High-throughput 3D engineered paediatric tumour models for precision medicine.

Precision medicine for paediatric and adult cancers that incorporates drug sensitivity profiling can identify effective therapies for individual patients. However, obtaining adequate biopsy samples for high-throughput (HTP) screening remains challenging, with tumours needing to be expanded in culture or patient-derived xenografts, this is time-consuming and often unsuccessful. Herein, we have developed paediatric patient-derived tumour models using an engineered extracellular matrix (ECM) tissue mimic hydrogel system and HTP 3D bioprinting. Gene expression analysis from a neuroblastoma and sarcoma paediatric patient cohort identified key components of the ECM in these tumour types. Engineered hydrogels with ECM-mimic peptides were used to bioprint and create patient-specific tumouroids using patient-derived cells from xenograft models, and the approach was further confirmed on direct patient tumour samples.
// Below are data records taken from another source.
PR #99, opened 2020-09-13
Event emitter v2

brafdlog:
This is a work in progress


src/originalBudgetTrackingApp/eventEmitters/EventEmitter.ts
```diff
@@ -0,0 +1,76 @@
...
+  [EventNames.IMPORTER_END]: ImporterEndEvent
+  [EventNames.IMPORT_PROCESS_END]: { }
+  [EventNames.EXPORT_PROCESS_START]: { }
+  [EventNames.EXPORTER_START]: ExporterEvent
+  [EventNames.EXPORTER_PROGRESS]: ExporterEvent
+  [EventNames.EXPORTER_ERROR]: ExporterErrorEvent
+  [EventNames.EXPORTER_END]: ExporterEvent
+  [EventNames.GENERAL_ERROR]: ErrorEvent
+  [EventNames.LOG]: BudgetTrackingEvent
+};
```
baruchiro, line 70: I just found a better way to create an `enum` like this.
You can create your type, for example

```ts

type EventDataMap = {
  IMPORT_PROCESS_START: ImportProcessStartEvent
  IMPORTER_START: ImporterEvent
  ...
};
```

Then to export the keys as enum you can
```ts
export type EventNames = keyof EventDataMap
```

brafdlog: That was my initial thought as well. But the result of `keyof EventDataMap` is a union of all the strings of the keys. It does not behave like an enum and doesn't allow me to use the `EventNames.xxxxxxx` to get a specific value.
Screen Shot 2020-09-14 at 15 26 24

brafdlog:
@baruchiro Made a few more changes. The PR is now ready from my point of view.

baruchiro:
I will look on this as soon as I can, but if you can comment in places you think you can point on things we talked about, it will be good and will help me to understand the change.

src/originalBudgetTrackingApp/commonTypes.ts
```diff
@@ -12,8 +13,17 @@ export enum OutputVendorName {
   GOOGLE_SHEETS = 'googleSheets'
 }
 
+export type ExportTransactionsParams = {
+  transactionsToCreate: EnrichedTransaction[];
+  startDate: Date;
+  outputVendorsConfig: Config['outputVendors'];
+  eventEmitter: BudgetTrackingEventEmitter
+}
```
baruchiro, line 21:
```suggestion
export type ExportTransactionsParams = {
  transactionsToCreate: EnrichedTransaction[];
  startDate: Date;
  outputVendorsConfig: Config['outputVendors'];
}
```
I think the `eventEmitter` should be a different argument because it not related to the exporter itself. It is not part of the exporter input.

src/originalBudgetTrackingApp/commonTypes.ts
```diff
@@ -12,8 +13,17 @@ export enum OutputVendorName {
...
+
 export interface OutputVendor {
   name: OutputVendorName;
   init?: (outputVendorsConfig: Config['outputVendors']) => Promise<void>;
-  exportTransactions: (transactionsToCreate: EnrichedTransaction[], startDate: Date, outputVendorConfig: Config['outputVendors']) => Promise<any>;
+  exportTransactions: ({
+    transactionsToCreate, startDate, outputVendorsConfig, eventEmitter
+  }: ExportTransactionsParams) => Promise<any>;
```
baruchiro, line 28:
```suggestion
  exportTransactions: (exportParams: ExportTransactionsParams, eventEmitter: BudgetTrackingEventEmitter) => Promise<any>;
```

src/originalBudgetTrackingApp/eventEmitters/EventEmitter.ts
baruchiro: 😌I remember `keyof` return an `enum`, my mistake

src/originalBudgetTrackingApp/export/exportTransactions.ts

Bioprinted tumouroids from the PDX models recapitulated the genetic and phenotypic characteristics of the original tumours and retained tumourigenicity. HTP drug screening of these models identified individualised drug sensitivities. Our approach offers a timely and clinically relevant technology platform for precision medicine in paediatric cancers, potentially transforming preclinical testing across multiple cancer types.